▸ **Source information**:
=-=-=-=-=

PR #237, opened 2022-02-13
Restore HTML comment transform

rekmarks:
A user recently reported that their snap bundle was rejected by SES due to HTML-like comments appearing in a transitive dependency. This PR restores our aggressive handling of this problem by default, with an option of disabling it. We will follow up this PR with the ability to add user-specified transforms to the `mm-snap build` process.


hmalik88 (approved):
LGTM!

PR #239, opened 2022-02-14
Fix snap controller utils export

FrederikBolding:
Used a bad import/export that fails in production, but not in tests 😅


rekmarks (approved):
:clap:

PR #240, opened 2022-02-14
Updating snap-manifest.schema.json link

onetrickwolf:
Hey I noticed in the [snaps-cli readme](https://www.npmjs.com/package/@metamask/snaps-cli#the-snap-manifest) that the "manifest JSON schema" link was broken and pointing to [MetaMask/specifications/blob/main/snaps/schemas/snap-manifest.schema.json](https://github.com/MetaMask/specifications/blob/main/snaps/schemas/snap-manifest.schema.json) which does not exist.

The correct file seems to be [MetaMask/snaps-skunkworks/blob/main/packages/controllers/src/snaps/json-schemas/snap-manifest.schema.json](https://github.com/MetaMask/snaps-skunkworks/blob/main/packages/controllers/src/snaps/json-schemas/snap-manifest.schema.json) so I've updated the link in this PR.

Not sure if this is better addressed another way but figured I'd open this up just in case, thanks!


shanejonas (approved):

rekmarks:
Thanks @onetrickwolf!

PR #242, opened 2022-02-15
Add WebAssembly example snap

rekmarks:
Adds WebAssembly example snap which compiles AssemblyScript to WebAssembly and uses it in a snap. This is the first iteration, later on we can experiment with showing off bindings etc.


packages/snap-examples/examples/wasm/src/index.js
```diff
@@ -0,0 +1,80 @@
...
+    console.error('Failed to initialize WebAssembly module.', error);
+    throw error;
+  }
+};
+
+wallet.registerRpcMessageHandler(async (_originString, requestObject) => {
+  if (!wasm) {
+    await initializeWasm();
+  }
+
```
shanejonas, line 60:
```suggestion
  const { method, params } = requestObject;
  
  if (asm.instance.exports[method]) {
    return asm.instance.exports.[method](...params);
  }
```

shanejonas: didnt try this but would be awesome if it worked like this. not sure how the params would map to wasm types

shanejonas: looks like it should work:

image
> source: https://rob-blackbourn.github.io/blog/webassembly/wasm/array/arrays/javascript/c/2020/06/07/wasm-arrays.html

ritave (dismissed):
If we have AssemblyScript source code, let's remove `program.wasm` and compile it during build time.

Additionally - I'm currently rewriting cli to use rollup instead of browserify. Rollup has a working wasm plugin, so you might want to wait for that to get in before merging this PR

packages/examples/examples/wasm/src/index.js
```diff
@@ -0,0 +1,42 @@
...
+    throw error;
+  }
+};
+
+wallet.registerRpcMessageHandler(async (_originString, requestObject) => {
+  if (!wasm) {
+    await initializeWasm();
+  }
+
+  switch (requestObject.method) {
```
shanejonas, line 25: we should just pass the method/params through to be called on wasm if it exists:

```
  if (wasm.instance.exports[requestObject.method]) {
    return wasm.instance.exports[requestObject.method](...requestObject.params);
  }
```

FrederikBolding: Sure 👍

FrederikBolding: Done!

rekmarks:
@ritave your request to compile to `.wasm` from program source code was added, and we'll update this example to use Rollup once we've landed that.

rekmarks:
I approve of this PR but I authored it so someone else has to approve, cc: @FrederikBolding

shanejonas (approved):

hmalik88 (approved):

=-=-=-=-=

▸ **How to complete this task**: Give again, word for word, the records from their first line to the one with "PR #239, opened 2022-02-14", and leave out all else.

▸ **Answer for the task**:
PR #237, opened 2022-02-13
Restore HTML comment transform

rekmarks:
A user recently reported that their snap bundle was rejected by SES due to HTML-like comments appearing in a transitive dependency. This PR restores our aggressive handling of this problem by default, with an option of disabling it. We will follow up this PR with the ability to add user-specified transforms to the `mm-snap build` process.


hmalik88 (approved):
LGTM!

PR #239, opened 2022-02-14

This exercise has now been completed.